START Data for processing

PR #1836, opened 2021-10-06
Display input-specific errors in query tool

### LINKED ISSUE #1544: Query Tool should accept only printable ASCII characters as input
As part of conforming with the [PPRL normalization process](https://github.com/18F/piipan/blob/dev/docs/pprl.md#1-validation-and-normalization), the Query Tool should accept only printable ASCII characters as input (e.g., `[ -~]`).

Related to #1540.

AC:
- [ ] Web NAC search form only allows ASCII input
- [ ] Form displays errors to the user when inputs are rejected because they are outside the ASCII range.

echappen:
Closes #1544 

### Screenshots

Old error:

Screen Shot 2021-10-06 at 11 23 20 AM

New error:

Screen Shot 2021-10-06 at 11 22 42 AM


juliaklindpaintner:
@echappen A couple thoughts/questions: 

- I think our existing error messages use punctuation at the end. Let's add periods to these two as well.  
- I'm assuming that with the generic error, there isn't anymore specificity you can provide? What do you think about being able to provide the user some idea about what to do next? e.g., "Please try again." or "Please refresh the page and try again." ? 
- For the ASCII one, I think we should do something more plain language. What about "Name fields may only contain ASCII characters: Letters A-Z, numbers 0-9, and the special characters XYZ." ? Or if we think that it's mostly going to be about accents, we could even add: "Please make sure the name fields don't contain any special characters such as letters with accent marks."

query-tool/src/Piipan.QueryTool/Pages/Index.cshtml.cs
```diff
@@ -55,6 +55,18 @@ public async Task<IActionResult> OnPostAsync()
...
+                    _logger.LogError(ex, ex.Message);
+                    if (ex.Message.ToLower().Contains("only ascii"))
+                    {
+                        RequestError = $"{ex.Message}.";
+                    }
+                    else
+                    {
+                        RequestError = $"{ex.Message}. Please try again.";
+                    }
+                }
```
kingcomma, line 69: *Suggestion:* In addition to catching the exception thrown by the normalizer, I think there may be an advantage to implementing this constraint via data annotations on the `PiiRecord` model (like we do with SSN and DoB). That would enforce the same constrain on the First and Middle fields which wouldn't be caught by the current name normalizer.

echappen: I couldn't find any docs on how to get the matching character into the error message through Data Annotations. I'm syncing with @juliaklindpaintner shortly to figure out how specific we'd like the messages to be, and will explain benefits/tradeoffs of each approach.

kingcomma: If we go the data annotations route, perhaps a custom validator along [these lines](https://stackoverflow.com/a/3413875) would work.

juliaklindpaintner: Just to expand upon what Eleni said, even though it would provide a more consistent user experience in the event that someone had special characters in multiple name fields, it would create unnecessary burden/potential confusion for users who have entered a special character only in the first or middle name. Those would then be "fake" errors that we don't actually need the user to fix. So part of our logic for leaving those error messages out is also to avoid this scenario.

juliaklindpaintner (approved):
LGTM! Thanks so much :)

PR #1841, opened 2021-10-06
Add code to retry func publishing on create resources

edwintorres:
Changes to the create-resources scripts


iac/azfunc-publish.bash
```diff
@@ -0,0 +1,49 @@
...
+# availble yet, or other kind of error. The wrapper function will try 
+# to publish the functionapp up to an MAX_TRIES of times. 
+#
+# app_name - name of the function application
+# directory - path to the application project
+#
+# usage:   source ./azfunc-publish.bash
+#          azfunc_publish <app_name> <directory>
+# example: azfunc_publish "${func_app}" "../etl/src/Piipan.Etl/Piipan.Etl.Func.BulkUpload"
+#
```
kingcomma, line 15: *Suggestion:* Rather than creating a new bash script, this function could go in the existing `iac-common` script which is already sourced by our various bash scripts. That way developers don't have to worry about whether or not this script has already been sourced before using `azfunc_publish`.

iac/azfunc-publish.bash
```diff
@@ -0,0 +1,49 @@
...
+  ERR=0 # or some non zero error number you want
+  MAX_TRIES=6
+
+  echo "Publishing ${app_name} function app"
+  pushd "$directory" || exit
+    for (( i=1; i<=MAX_TRIES; i++ ))
+      do
+        ERR=0
+        echo "Waiting to publish function app"
+        sleep $(( i * 30 ))
```
kingcomma, line 33: *Question:* Because this script will retry after an initial failure, would it be more efficient to try the first attempt immediately rather than waiting 30 seconds?

I'm thinking of the cases when IaC is run against existing resources and waiting isn't necessary. In the case of the per-state ETL function apps, this wait time would compound noticeably.

iac/azfunc-publish.bash
```diff
@@ -0,0 +1,49 @@
...
+
+        echo "func azure functionapp publish ${app_name} --dotnet" 
+        func azure functionapp publish "$app_name" --dotnet || ERR=1
```
kingcomma, line 36: *Suggestion (non-blocking):* A future improvement could be to make this retry function agnostic of the command that is actually being run. That would allow for any command to be retried, for example:

```
retry func azure functionapp publish "$app_name" --dotnet
retry func azure functionapp publish "$app_name" --dotnet --force
retry func azure functionapp publish "$app_name" --dotnet --slot "dev"
retry other_custom_function
```

iac/create-metrics-resources.bash
```diff
@@ -132,10 +132,8 @@ main () {
     --output none
 
   # publish the function app
-  echo "Publishing function app $METRICS_COLLECT_APP_NAME"
-  pushd ../metrics/src/Piipan.Metrics/$COLLECT_APP_FILEPATH
-    func azure functionapp publish "$METRICS_COLLECT_APP_NAME" --dotnet
-  popd
+  source ./azfunc-publish.bash
+  azfunc_publish "${METRICS_COLLECT_APP_NAME}" "../metrics/src/Piipan.Metrics/$COLLECT_APP_FILEPATH"
```
kingcomma, line 136: *Nitpick:* Looks like there is a `sleep` command above this on line 122 that could be removed.

iac/azfunc-publish.bash
```diff
@@ -0,0 +1,49 @@
...
+        fi
+
+      done
+    if [ $ERR -eq 1 ];then
+      echo "Too many non-sucessful tries"
+      exit $ERR
+    fi
+  popd || exit
+
+}
```
kingcomma, line 49: Looks like this file can be deleted now.

iac/iac-common.bash
```diff
@@ -202,4 +202,49 @@ private_dns_zone () {
...
+#
+# mycommand - command to be run
+# directory - path where tje mycommand should be run
+# max_tries - max number of try, default value 6
+#
+# usage:   try_command <mycommand> <directory> <max_tries>
+#
+try_run () {
+  mycommand=$1
+  directory="${2:-${"./"}}"
```
kingcomma, line 220: *Issue:* Looks like this will throw a `bad substitution` error in bash if `$2` is not set. Instead, I think `directory="${2:-./}"` might be the solution.

That said, I'm wondering if it makes sense to remove the `pushd/popd` functionality from this script entirely and instead have it focus on just one thing: retrying failed commands. Then, the relevant lines in `create-resources` would be something like:

```
pushd ../match/src/Piipan.Match/Piipan.Match.Func.Api
  try_run "func azure functionapp publish ${ORCHESTRATOR_FUNC_APP_NAME} --dotnet"
  # or:
  try_run "func azure functionapp publish ${ORCHESTRATOR_FUNC_APP_NAME} --dotnet" 5
popd
```

What do you think?

edwintorres: I changed the parameters order and fix the problem with the directory default value

https://github.com/18F/piipan/blob/e5ec657fcff9c8fa2be5cb8a7fd1cbb6d9eca7af/iac/iac-common.bash#L219-L221


This is how it looks like the call now.

**Try to run** this code, **X times**, and **try to run it on** this directory.

https://github.com/18F/piipan/blob/e5ec657fcff9c8fa2be5cb8a7fd1cbb6d9eca7af/iac/create-resources.bash#L322-L323

iac/iac-common.bash
```diff
@@ -202,4 +202,50 @@ private_dns_zone () {
...
+#
+# The function help with the robusness of the IaC code. 
+# In ocassions the original when run a command it can fail, because any kind of error. 
+# The wrapper function will try run the command to a max_tries of times. 
+#
+# mycommand - command to be run
+# max_tries - max number of try, default value 3
+# directory - path where tje mycommand should be run
+#
+# usage:   try_command <mycommand> <max_tries> <directory>
```
kingcomma, line 216:
```suggestion
# usage:   try_run <mycommand> <max_tries> <directory> 
```

iac/iac-common.bash
```diff
@@ -202,4 +202,50 @@ private_dns_zone () {
 
   echo $base
 }
+
+# try_command()
```
kingcomma, line 206:
```suggestion
# try_run()
```

kingcomma (approved):
👍

Just a couple copy edit suggestions, but this looks good to me!

Issue #1799, opened 2021-10-04
Refactor Dashboard


timoballard:
Refactor the Dashboard application to make use of the metrics subsystem API and data models.

- [ ] Create `Piipan.Metrics.Client` library in the metrics subsystem, which will provide [a standard HTTP client implementation](https://github.com/18F/piipan/blob/dev/docs/adr/0018-standardize-subsystem-software-architecture.md#optional-namespacesubsystemclient) of `IParticipantUploadApi`.
- [ ] Update the Dashboard application to use the newly created ParticipantUpload API client for its metrics requests
- [ ] Update the Dashbaord to reference the Metrics request and response models in `Piipan.Metrics.Api`
- [ ] Remove Metrics request and response models in `dashboard` subsystem

Issue #1798, opened 2021-10-04
Refactor Query Tool 


timoballard:
Refactor the Query Tool application to make use of the match subsystem API and data models.

- [ ] Create `Piipan.Match.Client` library in the match subsystem, which will provide [a standard HTTP client implementation](https://github.com/18F/piipan/blob/dev/docs/adr/0018-standardize-subsystem-software-architecture.md#optional-namespacesubsystemclient) of `IMatchApi`.
- [ ] Update the Query Tool application to use the newly created Match API client for its match requests
- [ ] Update the Query Tool to reference the Match request and response models in `Piipan.Match.Api`
- [ ] Remove Match request and response models in `query-tool` subsystem

PR #1921, opened 2021-10-15
Match Client library

timoballard:
Relates to #1798

- Creates a new library (`Piipan.Match.Client`) to provide an [HTTP client-side implementation](https://github.com/18F/piipan/blob/dev/docs/adr/0018-standardize-subsystem-software-architecture.md#optional-namespacesubsystemclient) of [`IMatchApi`](https://github.com/18F/piipan/blob/dev/match/src/Piipan.Match/Piipan.Match.Api/IMatchApi.cs). 
- Refactors `IAuthorizedApiClient` (and `AuthorizedJsonApiClient`) so that the `PostAsync` and `GetAsync` methods are generic and object serialization/deserialization is internalized.

## Notes
- The [original `ITokenProvider` and `IAuthorizedApiClient` interfaces and implementations](https://github.com/18F/piipan/blob/dev/shared/src/Piipan.Shared/Authentication/Authentication.cs) remain in place for the time being, but will be removed when all usages are refactored to use the [new versions](https://github.com/18F/piipan/tree/dev/shared/src/Piipan.Shared/Http) (i.e., when #1798 and #1799 are complete)


match/src/Piipan.Match/Piipan.Match.Client/MatchClient.cs
```diff
@@ -0,0 +1,30 @@
+﻿using System.Collections.Generic;
+using System.Threading.Tasks;
+using Piipan.Match.Api;
+using Piipan.Match.Api.Models;
+using Piipan.Shared.Http;
+
+namespace Piipan.Match.Client
+{
+    public class MatchClient : IMatchApi
```
echappen, line 9: _Request_: Could you add annotations for public classes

END Data for processing

Your objective →
Word for word, restate the entries from the first line to the line that has "- I think our", both included, and nothing else.

Answer to the exercise →
PR #1836, opened 2021-10-06
Display input-specific errors in query tool

### LINKED ISSUE #1544: Query Tool should accept only printable ASCII characters as input
As part of conforming with the [PPRL normalization process](https://github.com/18F/piipan/blob/dev/docs/pprl.md#1-validation-and-normalization), the Query Tool should accept only printable ASCII characters as input (e.g., `[ -~]`).

Related to #1540.

AC:
- [ ] Web NAC search form only allows ASCII input
- [ ] Form displays errors to the user when inputs are rejected because they are outside the ASCII range.

echappen:
Closes #1544 

### Screenshots

Old error:

Screen Shot 2021-10-06 at 11 23 20 AM

New error:

Screen Shot 2021-10-06 at 11 22 42 AM


juliaklindpaintner:
@echappen A couple thoughts/questions: 

- I think our existing error messages use punctuation at the end. Let's add periods to these two as well.  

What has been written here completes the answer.